季楠思的眸子亮亮的,看起狡猾极了,“我虽然答应你暂时保持现状,但没说不会尝试去打破现状呐!”

    她知道他有所顾虑,那她不介意暂时按照他的节奏来。前世他命都给她了,这一世便换她一点一点靠近他又有何妨?

    季楠思这话说得坦荡,苏淮卿一时间不知道该说些什么。

    两人一阵沉默。

    季楠思往前走了一步,狐疑道:“不过……你今日应该都在城外,怎会这么快就知道下午醉仙楼发生的事?是伯母告诉你的?”

    苏淮卿后退了一步和她保持着距离,“我回城后立马就来见你了,还未曾见过我娘。
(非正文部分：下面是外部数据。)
PR #339, opened 2025-03-24
IIA-1590 - Clear function implementation for Next gen search pane

bhharsh13:
Implemented the Clear function for Next gen search pane.
https://ikmdev.atlassian.net/browse/IIA-1590
Clear searchText Field
After clear

### DIFF
--- a/application/pom.xml
+++ b/application/pom.xml
@@ -4,7 +4,7 @@
     <parent>
         <groupId>dev.ikm.komet</groupId>
         <artifactId>komet-parent</artifactId>
-        <version>1.49.0-SNAPSHOT</version>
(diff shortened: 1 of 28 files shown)


dukke:
@bhharsh13 the text inside the textfield needs to be cleared only when you press the clear (x) button

dukke:
> isn't the cursor supposed to change on the text vs the 'X' button? It is an arrow in both places... @bhharsh13 @dukke

Good point! That is correct. It should be a "text editing" cursor when hover the textfield and the "default" cursor when over the x button.

dukke (approved):
Looks good to me! We can create another ticket for the more complex task of creating a textfield with a more "proper" clear feature.

PR #344, opened 2025-03-26
Feature/finished/iia 1130 default values

dholubek:
https://ikmdev.atlassian.net/browse/IIA-1130

image

image

also added a minor fix to the Integer component to allow a zero.  It is filtering out leading zeros, so "01" is not allowed, "1" is allowed, but it was being too aggressive and not allowing just "0".

this is missing the reference component as you can see.


bhharsh13 (approved):
Looks good to me

PR #348, opened 2025-03-27
Feature/iia 1579 semantic title

dholubek:
https://ikmdev.atlassian.net/browse/IIA-1579

image


swaroopsalvi (approved):
Looks good approved.

carldea (approved):
Looks good to me. I will approve and merge.

We should keep an eye to see if the Figma designs intended the Purpose's text width wrapping is an issue. I think the figma designs is shown with a small width.

PR #350, opened 2025-03-31
Add Concept Navigator control to Komet

jperedadnr:
This PR adds the KLConceptNavigatorControl (that is being developed here: https://github.com/jperedadnr/komet/tree/concept-navigator and can be tested only from the SamplerApp) into the kView module, so it can be run within Komet.

So far, the control can be reached from the Fav/Heart icon:

image

The integration is more or less complete, however dragging and dropping a selection of concepts is not working yet, as there is only one single KLDropRegion (and not more like in the Figma design).


carldea (approved):
@jperedadnr  Amazing work! This work is practically pixel perfect. I like the logic of state management on the various pseudo states.

PR #355, opened 2025-04-02
Feature/finished/iia 1130 rc anon

dholubek:
This is a follow up PR for https://ikmdev.atlassian.net/browse/IIA-1130

We are using anonymous concept.  This will likely affect the JavaFX UI components

image

### DIFF
--- a/application/pom.xml
+++ b/application/pom.xml
@@ -4,7 +4,7 @@
     <parent>
         <groupId>dev.ikm.komet</groupId>
         <artifactId>komet-parent</artifactId>
-        <version>1.49.0-IIA-1130-rc-anon-SNAPSHOT</version>
+        <version>1.49.0-SNAPSHOT</version>
     </parent>
     <artifactId>application</artifactId>
     <dependencies>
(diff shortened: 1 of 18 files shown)


dukke:
Given yesterdays talk with Keith and our talk with Ryan at the architecture call we'll likely need to discuss this further to reach a consensus on what our approach will be.
I think our understanding of autosave and saving non valid (empty) fields has changed. It seems our approach will not allow empty fields or reference components to be autosaved and in that case we might not need Anonymous Concept anymore (?)

dukke (commented):
Given yesterdays talk with Keith and our talk with Ryan at the architecture call we'll likely need to discuss this further to reach a consensus on what our approach will be.
I think our understanding of autosave and saving non valid (empty) fields has changed. 
There are a few approaches that Keith mentioned we can take...we'll need to decide on one.

carldea (approved):
Looks good to me! thank you.

carldea:
> Given yesterdays talk with Keith and our talk with Ryan at the architecture call we'll likely need to discuss this further to reach a consensus on what our approach will be. I think our understanding of autosave and saving non valid (empty) fields has changed. There are a few approaches that Keith mentioned we can take...we'll need to decide on one.

I think it was decided to use the Anonymous concept for now. I hope this doesn't cause more confusion. Let's just get the happy path first (initial create).

PR #404, opened 2025-04-24
IIA-1528 using a common editable-title-label rule in kview.css for al…

jdsmithsos:
…l editable labelFields, to have consistent horizontal spacing between the title and editable field

https://ikmdev.atlassian.net/browse/IIA-1528

Summary of changes:

- Common css rule for editable field titleLabel is now in kview.css, named .editable-title-label
- Set the bottom padding to 10px, which must be at least the same size as the SPACE_BETWEEN_COMPONENTS constant, which is set to 10
- The following editable KL?ControlSkin classes were updated to use the new .editable-title-label css rule, via their corresponding css files:
- KLBooleanControlSkin
- KLByteArrayControlSkin (not currently used, but change has been applied)
- KLComponentControlSkin
- KLComponentListControlSkin
- KLFloatControlSkin
- KLImageControlSkin
- KLIntegerControlSkin
- KLStringControlSkin

Before without use of css:

image

image

image

The new css rule:  (with green background just to show the change clearly)

image

The changes to the titleLabel in the KL?ControlSkin classes:

image

image

image


dholubek (approved):
looks good

carldea (approved):
Looks good to me!

swaroopsalvi (approved):
Awesome

PR #405, opened 2025-04-24
Feature/finished/iia 1738 emergency pr classic komet f ix

swaroopsalvi:


carldea (approved):
Excellent! Good eye @swaroopsalvi 
Glad classic Komet now works like before the new autosave feature.

PR #408, opened 2025-04-28
Feature/finished/iia 1887 full reasoner only

dholubek:
IIA-1887, turn off incremental reasoner

image


carldea (approved):
Looks good to me. Makes sense.

PR #409, opened 2025-04-28
Feature/finished/iia 1873 refresh component on left from edit submit

dholubek:
IIA-1873, on edit and component change, then submit, the concept wasn't getting refreshed on the left.  now it does

image

image


carldea (approved):
Looks good to me. This should also work for the reference component section.
Thanks!

PR #410, opened 2025-04-29
feature/finished/IIA-1855-exception-on-create-test-pattern-3

jdsmithsos:
Jira ticket:

https://ikmdev.atlassian.net/browse/IIA-1855

Before, when creating a Semantic from the Test Pattern 3 Pattern, a NullPointerException was occurring in KlFieldHelper.addReadOnlyBlankControlsToContainer() because the TinkarTerm.BYTE_ARRAY_FIELD was not supported for an Image.

image

After adding a check for the TinkarTerm.BYTE_ARRAY_FIELD for an image, the semantic is successfully created without exception:

image


dholubek (approved):
looks good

”

    所以他回城后便赶着第一个来见她?

    季楠思微微挽起唇角,“那你是从哪知道的消息?”

    苏淮卿不想说假话,也觉得没必要瞒着,“当年你离开边城后,我在西丹境内游历,认识了一位朋友,至今保持着联系。”

    季楠思更加诧异了,“你这个性子,居然还会有常年保持联系的朋友?”

    他们自小一起长大,她自认对他很是了解。苏淮卿这个人虽然待人友善,看起来擅长交际,也容易与人打成一片,可他在与人相处中惯常不会放入多少真心。

    朋友于他而言,似乎可有可无。他前一秒还能与人称兄道弟,后一秒便能漠然抽身离去。

    她当年也分不清他对自己到底有几分真心,毕竟两人在边城做了七年邻居,父母们又那般交好,她是他避无可避必须要长期接触的‘朋友’。

    后来他们两人分别三年断了联系,再次相逢时他淡漠疏离,她还以为他将自己这个‘朋友’给舍弃了。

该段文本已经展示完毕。